Runtime & Compiler Flags

How do you configure your runtine and the compiler to get a maximum of performance ?

At first, I guess one should use the comiler flag g:none, to disable the generation of debugging info. Then one has to choose the runtime: AFAIK: sever should starts up slower (as the client), but tends be faster afterwards - right ?

Are there any other important flags (like Xmx,.) or configurations, that have a recongizable affect on the performance ?

The reason, why I am asking is that due to my experience the byte code comiler and even more important the JIT, do very few optimzations. In my test cases the compiler doesn’t inline properties often (especially when thaemethods override an abstract one) and auto boxing like the following aren’t optimized well:
(any ideas why?)

public class Test
{
   private final float[] elems = new float[16];
   
   public Test()
   {
         // fill elems with random values
         ..
    }
   
   public Float foo(int index)
  {
       return this.elems[index];// or even: return this.bar(index);
  }

   public float bar(int index)
  {
       return this.elems[index];
  }
 public static void main(String[] args)
{
    for(int loop..
          test();
}


 public static void test()
 {
       Test test = new Test();

       long time = System.nanos..       
       float sum;
       // test bar
      sum = 0.0f;
      for(int loop...
           for(int index...
                 sum += test..bar(index);
       print(time, sum);

       // test foo: (is 'much' slower than bar)
      sum = 0.0f ;
      for(int loop...
           for(int index...
                 sum += test.foo(index);
       time = System.nanos.. - time;
       print(time, sum);

 }

}

best regards

  • michael

If you are talking about the Sun JDK…

The Compiler does NPO optimization, regardless of what flags you set. Thats on purpose. Trying to early-optimzie justmakes the improtant optimization period-- the run-time optimization, harder on the VM.
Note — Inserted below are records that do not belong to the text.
PR #2159, opened 2023-04-18
dump: increase fcntl call failure judgment

hdzhoujie:
The pipe_size type is unsigned int, when the fcntl call fails and 
return -1, it will cause a negative rollover problem.

Signed-off-by: zhoujie <zhoujie133@huawei.com>

### DIFF
--- a/criu/page-pipe.c
+++ b/criu/page-pipe.c
@@ -99,6 +99,7 @@ static struct page_pipe_buf *ppb_alloc(struct page_pipe *pp, unsigned int ppb_fl
 {
 	struct page_pipe_buf *prev = pp_prev_ppb(pp, ppb_flags);
 	struct page_pipe_buf *ppb;
+	int ppb_size = 0;
 
 	ppb = xmalloc(sizeof(*ppb));
 	if (!ppb)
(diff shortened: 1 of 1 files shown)


criu/page-pipe.c
```diff
@@ -120,7 +121,13 @@ static struct page_pipe_buf *ppb_alloc(struct page_pipe *pp, unsigned int ppb_fl
 		cnt_add(CNT_PAGE_PIPES, 1);
 
 		ppb->pipe_off = 0;
-		ppb->pipe_size = fcntl(ppb->p[0], F_GETPIPE_SZ, 0) / PAGE_SIZE;
```
mihalicyn, line 123: Just wonder if it's a real case when `fcntl(ppb->p[0], F_GETPIPE_SZ, 0)` fails? As far as I can see from the kernel code it can only fail if `ppb->p[0]` is not a pipe FD, but `ppb->p[0]` is always a pipe FD because it is created a few lines above.

hdzhoujie: Thank you for your reply.
From the perspective of using security, it should be necessary to increase the judgment, otherwise the failure will not be recognized.

criu/page-pipe.c
```diff
@@ -99,6 +99,7 @@ static struct page_pipe_buf *ppb_alloc(struct page_pipe *pp, unsigned int ppb_fl
 {
 	struct page_pipe_buf *prev = pp_prev_ppb(pp, ppb_flags);
 	struct page_pipe_buf *ppb;
+	int ppb_size = 0;
```
avagin, line 102: nit: s/int/long/

hdzhoujie: The return type of the fcntl function is int

avagin: The return type of the system call is long: https://elixir.bootlin.com/linux/latest/source/fs/fcntl.c#L442

avagin: you are right, the return type of the libc wrapper is int. Moreover, the pipe size is limited by (1<<31): https://elixir.bootlin.com/linux/latest/source/fs/pipe.c#L1236

Issue #2129, opened 2023-03-15
Cirrus CI / Vagrant Fedora based test fails 


sankalp-12:
Encountered this problem on one of my own PRs: https://github.com/checkpoint-restore/criu/pull/2125/checks?check_run_id=12029551674.

```================= Run zdtm/static/socket-tcp-nfconntrack in h ==================
Start test
Test is SUID
./socket-tcp-nfconntrack --pidfile=socket-tcp-nfconntrack.pid --outfile=socket-tcp-nfconntrack.out
Run criu dump
Run criu restore
=[log]=> dump/zdtm/static/socket-tcp-nfconntrack/59/1/restore.log
------------------------ grep Error ------------------------
b'(00.012179)     59: \tRunning ip rule delete table local'
b'(00.013981)     59: \tRunning ip rule restore'
b'(00.020002)     59: \tRunning iptables-restore -w for iptables-restore -w'
b'(00.024142)     59: \tRunning ip6tables-restore -w for ip6tables-restore -w'
b'(00.028625)     59: Error (criu/libnetlink.c:54): -16 reported by netlink: Device or resource busy'
b"(00.028669)     59: Error (criu/util.c:1413): Can't wait or bad status: errno=0, status=65280"
b'(00.028688) Error (criu/cr-restore.c:2543): Restoring FAILED.'
------------------------ ERROR OVER ------------------------
######### Test zdtm/static/socket-tcp-nfconntrack FAIL at CRIU restore #########
```
However, the test fails on each PR.

rst0git:
I was able to replicate this error on Fedora 37 with `./zdtm.py run -t zdtm/static/socket-tcp-nfconntrack`.
It looks like CRIU fails when [`restore_nf_ct(nsid, CR_FD_NETNF_CT)`](https://github.com/checkpoint-restore/criu/blob/bd21ecc2394841c784c931582c4e0902fa38c21b/criu/net.c#L2828) →[`nlmsg_receive(...)`](https://github.com/checkpoint-restore/criu/blob/bd21ecc2394841c784c931582c4e0902fa38c21b/criu/libnetlink.c#L117) is called.

```
(00.028451)     59: Error (criu/libnetlink.c:54): -16 reported by netlink: Device or resource busy
(00.028606)     59: Error (criu/util.c:1413): Can't wait or bad status: errno=0, status=65280
```

A link to the full log: [restore.log](https://github.com/checkpoint-restore/criu/files/11029003/restore.log.txt)

PR #2161, opened 2023-04-24
compel: support XSAVE on newer Intel CPUs

adrianreber:
Newer Intel CPUs (Sapphire Rapids) have a much larger xsave area than before. Looking at older CPUs I see 2440 bytes.
```
    # cpuid -1 -l 0xd -s 0
    ...
        bytes required by XSAVE/XRSTOR area     = 0x00000988 (2440)
```
On newer CPUs (Sapphire Rapids) it grows to 11008 bytes.
```
    # cpuid -1 -l 0xd -s 0
    ...
        bytes required by XSAVE/XRSTOR area     = 0x00002b00 (11008)
```
This increases the xsave area from one page to four pages.

Without this patch the fpu03 test fails, with this patch it works again.

### DIFF
--- a/compel/arch/x86/src/lib/include/uapi/asm/fpu.h
+++ b/compel/arch/x86/src/lib/include/uapi/asm/fpu.h
@@ -21,7 +21,28 @@
 #define XSTATE_YMM 0x4
 
 #define FXSAVE_SIZE 512
-#define XSAVE_SIZE  4096
+/*
+ * This used to be 4096 (one page). There is a comment below concerning
+ * this size:
+ *  "One page should be enough for the whole xsave state ;-)"
+ * Which is kind of funny as it is no longer enough ;-)
+ *
+ * Older CPUs:
+ * # cpuid -1 -l 0xd -s 0
+ * ...
+ *     bytes required by XSAVE/XRSTOR area     = 0x00000988 (2440)
+ *
+ * Newer CPUs (Sapphire Rapids):
+ * # cpuid -1 -l 0xd -s 0
+ * ...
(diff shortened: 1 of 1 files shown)


adrianreber:
CC: @0x7f454c46

adrianreber:
See #2162 for a fix for the "Run code linter" error.

Not sure what is up with the docker test. Something is broken during package installation. I was not able to reproduce that error locally.

adrianreber:
The "no VDSO" tests failures are tracked in #2129

0x7f454c46 (approved):
Seems reasonable to me.
Firstly, I thought why don't we define it as the kernel does with a variable-sized array:
```
struct xregs_state {
	struct fxregs_state		i387;
	struct xstate_header		header;
	u8				extended_state_area[];
} __attribute__ ((packed, aligned (64)));
```
but then, looking where its roots go: to `fpu_state_t`, and into `struct rt_sigframe`, which on its own goes to `RESTORE_STACK_SIGFRAME`. So, in theory, we could add a callback to `crtools.c` from
```
	memzone_size = round_up(sizeof(struct restore_mem_zone) * current->nr_threads, page_size());
```
which would give a proper mem_zone size for an image file..

That would avoid these `XSAVE_SIZE` adjustments but sounds too intricate for a simple fix like this one.

adrianreber:
@0x7f454c46 thanks for the review.

@avagin Not sure how far along the next release is, but it would be nice to have this also in the upcoming release if doable.

avagin:
@adrianreber we will need to do v3.18.1.

PR #2162, opened 2023-04-24
Fix CI errors (shellcheck,  codespell)

adrianreber:
Fixes an error in CI during `make lint`.

### DIFF
--- a/.codespellrc
+++ b/.codespellrc
@@ -1,3 +1,3 @@
 [codespell]
 skip = ./.git,./test/pki
-ignore-words-list = creat,fpr,fle,ue,bord,parms,nd,te,testng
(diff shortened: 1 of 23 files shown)


adrianreber:
Hmm, okay, spellcheck is also very unhappy. Will update the PR.

Snorch:
> `make indent` fails. @Snorch you have been involved in our `clang-format` setup recently. What is our current setup concerning formatting changes by `clang-format`.

`make indent` tries to realign everything in flog_genbit, trying to do stupid thing of putting consecutive comments on one line:
```
+		/* Not used for a while */ /* float:			12, */ /* double:			13, */ /* long double:		14, */ \
```
We can just ignore it (moreover version 15.0.7-1.fc37 on my laptop does not see it as a problem, probably something changed in newer versions), the error should not appear again.

PR #2114, opened 2023-03-08
criu-ns: Add tests for criu-ns script

warusadura:
These changes add test implementations for criu-ns script.

Fixes: #1909

PR #2163, opened 2023-04-25
criu-ns: make --pidfile option show pid in caller pidns

Snorch:
Using the fact that we know criu_pid and criu is a parent of restored process we can create pidfile with pid on caller pidns level.

We need to move mount namespace creation to child so that criu-ns can see caller pidns proc.

This should help with adding the test for repeated criu-ns c/r. See https://github.com/checkpoint-restore/criu/pull/2114#issuecomment-1517590581

### DIFF
--- a/scripts/criu-ns
+++ b/scripts/criu-ns
@@ -6,6 +6,7 @@ import sys
 import os
 import fcntl
 import termios
+import time
 
 # <sched.h> constants for unshare
 CLONE_NEWNS = 0x00020000
@@ -110,8 +111,8 @@ def wrap_restore():
     if '--restore-sibling' in restore_args:
         raise OSError(errno.EINVAL, "--restore-sibling is not supported")
 
-    # Unshare pid and mount namespaces
-    if _unshare(CLONE_NEWNS | CLONE_NEWPID) != 0:
+    # Unshare pid namespace
+    if _unshare(CLONE_NEWPID) != 0:
         _errno = ctypes.get_errno()
         raise OSError(_errno, errno.errorcode[_errno])
 
@@ -123,8 +124,32 @@ def wrap_restore():
         restore_detached = True
         restore_args.remove('--restore-detached')
 
+    restore_pidfile = None
+    if '--pidfile' in restore_args:
+        try:
+            opt_index = restore_args.index('--pidfile')
+            restore_pidfile = restore_args[opt_index + 1]
+            del restore_args[opt_index:opt_index + 2]
+        except (ValueError, IndexError, FileNotFoundError):
+            raise OSError(errno.ENOENT, "--pidfile missing argument")
+
+        if not restore_pidfile.startswith('/'):
+            for base_dir_opt in ['--work-dir', '-W', '--images-dir', '-D']:
+                if base_dir_opt in restore_args:
+                    try:
+                        opt_index = restore_args.index(base_dir_opt)
+                        restore_pidfile = os.path.join(restore_args[opt_index + 1], restore_pidfile)
+                        break
+                    except (ValueError, IndexError, FileNotFoundError):
+                        raise OSError(errno.ENOENT, base_dir_opt + " missing argument")
+
     criu_pid = os.fork()
     if criu_pid == 0:
+        # Unshare mount namespace
+        if _unshare(CLONE_NEWNS) != 0:
+            _errno = ctypes.get_errno()
+            raise OSError(_errno, errno.errorcode[_errno])
+
         os.setsid()
         # Set stdin tty to be a controlling tty of our new session, this is
         # required by --shell-job option, as for it CRIU would try to set a
@@ -138,6 +163,25 @@ def wrap_restore():
 
         _mount_new_proc()
         run_criu(restore_args)
+
+    if restore_pidfile:
+        restored_pid = None
+        retry = 5
+
+        while not restored_pid and retry:
+            with open('/proc/%d/task/%d/children' % (criu_pid, criu_pid)) as f:
+                line = f.readline().strip()
+                if len(line):
+                    restored_pid = line
+                    break
+            retry -= 1
+            time.sleep(1)
+
+        if restored_pid:
+            with open(restore_pidfile, 'w+') as f:
+                f.write(restored_pid)
+        else:
+            print("Warn: Search of restored pid for --pidfile option timeouted")
 
     if restore_detached:
         return 0


scripts/criu-ns
```diff
@@ -139,6 +155,23 @@ def wrap_restore():
...
+        retry = 5
+
+        while not restored_pid and retry:
+            with open('/proc/%d/task/%d/children' % (criu_pid, criu_pid)) as f:
+                line = f.readline().strip()
+                if len(line):
+                    restored_pid = line
+                    break
+            retry -= 1
+            time.sleep(1)
```
rst0git, line 169: @Snorch Would it make sense to show a warning or error message in the case of timeout?

scripts/criu-ns
```diff
@@ -122,9 +123,24 @@ def wrap_restore():
     if '--restore-detached' in restore_args:
         restore_detached = True
         restore_args.remove('--restore-detached')
+    restore_pidfile = None
+    if '--pidfile' in restore_args:
+        try:
+            opt_index = restore_args.index('--pidfile')
+            restore_pidfile = restore_args[opt_index + 1]
+            restore_args.pop(opt_index)
+            restore_args.pop(opt_index)
```
rst0git, line 132: `del` can remove multiple elements from a list. For example:

```Python
del restore_args[opt_index:opt_index + 2]
```

scripts/criu-ns
```diff
@@ -139,6 +155,23 @@ def wrap_restore():
...
+                line = f.readline().strip()
+                if len(line):
+                    restored_pid = line
+                    break
+            retry -= 1
+            time.sleep(1)
+
+        if restored_pid:
+            with open(restore_pidfile, 'w+') as f:
+                f.write(restored_pid)
```
rst0git, line 173: I believe that CRIU creates the pidfile in the path specified with `--work-dir`, or if not specified it uses the path from `--images-dir` path.

@Snorch Could we get this path from `/proc/<PID>/cwd`?
https://github.com/checkpoint-restore/criu/blob/166aac0fb2673336e3cfa2190fedface0443bc27/criu/crtools.c#L252

warusadura: I think the `pidfile` should be created in the path specified by `--images-dir`. However, changes introduced in this PR create the `pidfile` in `criu/test/others/criu-ns`. It should be in `criu/test/others/criu-ns/dumpdir`

scripts/criu-ns
```diff
@@ -122,9 +123,24 @@ def wrap_restore():
...
+    restore_pidfile = None
+    if '--pidfile' in restore_args:
+        try:
+            opt_index = restore_args.index('--pidfile')
+            restore_pidfile = restore_args[opt_index + 1]
+            restore_args.pop(opt_index)
+            restore_args.pop(opt_index)
+        except (ValueError, IndexError, FileNotFoundError):
+            raise OSError(errno.ENOENT, "--pidfile missing argument")
+
```
warusadura, line 135: nit: extra newline.

scripts/criu-ns
```diff
@@ -139,6 +155,23 @@ def wrap_restore():
...
 
+    if restore_pidfile:
+        restored_pid = None
+        retry = 5
+
+        while not restored_pid and retry:
+            with open('/proc/%d/task/%d/children' % (criu_pid, criu_pid)) as f:
+                line = f.readline().strip()
+                if len(line):
+                    restored_pid = line
```
warusadura, line 166: question: I have executed this version of `criu-ns` script multiple times with my tests. And I always ended up with the same (content of `pidfile`) `restored_pid`: `15`. Is this right? :)

scripts/criu-ns
Snorch: Relative paths handling in CRIU is really bad to my taste, normally the caller of some command expects relative paths given in arguments be relative to cwd.

In criu we actually can save cwd in fdstore and resolve relative path with openat relative to it. Maybe it would be more logical. Sounds like a good project for GSOC.

Currently predicting there criu will put some file is really hard, it can put it to workdir or images dir or / if we save it after setns(CLONE_NEWNS) or some other syscall which affects cwd....

I see in depopulate_roots_yard that we save and restore cwd around setns, but we don't restore root, meaning that instead absolute paths can break, e.g. If originally criu was called from chroot...

But yes it seems for me that currently pidfile is put as you say, will try to do same in criu-ns.

scripts/criu-ns
rst0git: I believe this is because we get the value of `restored_pid` after unsharing the PID namespace in `criu-ns`.

Snorch: Unsharing pid namespace does not change current pid namespace, it only changes pid namespace for children, current implementation in criu-ns in this pr gives pid in pidns of the caller, if you have pid 15 there each time maybe you caller is itself in some pidns...

scripts/criu-ns
```diff
@@ -122,9 +123,39 @@ def wrap_restore():
...
+        if restore_pidfile[0] != '/':
+            base_dir_opt = None
+            if '--work-dir' in restore_args:
+                base_dir_opt = '--work-dir'
+            elif '-W' in restore_args:
+                base_dir_opt = '-W'
+            elif '--images-dir' in restore_args:
+                base_dir_opt = '--images-dir'
+            elif '-D' in restore_args:
+                base_dir_opt = '-D'
```
rst0git, line 143: this could be simplified to something like:
```Python
if not restore_pidfile.startswith('/'):
    for base_dir_opt in ['--work-dir', '-W', '--images-dir', '-D']:
        if base_dir_opt in restore_args:
            try:
                opt_index = restore_args.index(base_dir_opt)
                restore_pidfile = os.path.join(restore_args[opt_index + 1], restore_pidfile)
                break
            except (ValueError, IndexError, FileNotFoundError):
                raise OSError(errno.ENOENT, base_dir_opt + " missing argument")
```

rst0git, line 143: Could we simplify this to something like the following?
```Python
if not restore_pidfile.startswith('/'):
    for base_dir_opt in ['--work-dir', '-W', '--images-dir', '-D']:
        if base_dir_opt in restore_args:
            try:
                opt_index = restore_args.index(base_dir_opt)
                restore_pidfile = os.path.join(restore_args[opt_index + 1], restore_pidfile)
                break
            except (ValueError, IndexError, FileNotFoundError):
                raise OSError(errno.ENOENT, base_dir_opt + " missing argument")
```

scripts/criu-ns
warusadura: understood, thanks @Snorch. Yes, I can dump pid 15 :)

scripts/criu-ns
Snorch: Done. Thanks it becomes much better this way!

warusadura:
I can confirm my PR #2114 works perfect (even the redump) with the changes introduced in this PR.

warusadura (approved):
I can confirm my PR #2114 works perfect (even the redump) with the changes introduced in this PR.

rst0git (approved):
LGTM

The VM (JIT really is an outdated term as its far more then just a JIT these days) does extensive optimization. More in fact that any C or C++ compiler I know of. If you are using the client VM then don’t as it leave s a number of important optimizatiosn on the table. User sevrer and “warm-up” your code befoire engaging the user.

Thanks for answering Jeff,

as I reapeted the tests several times (see loop in the main method), I am aksing my how long such a “warm-up” phase can take? The amount is probably a ratio between the alogorithm execution peeriod and the number of loops, right ?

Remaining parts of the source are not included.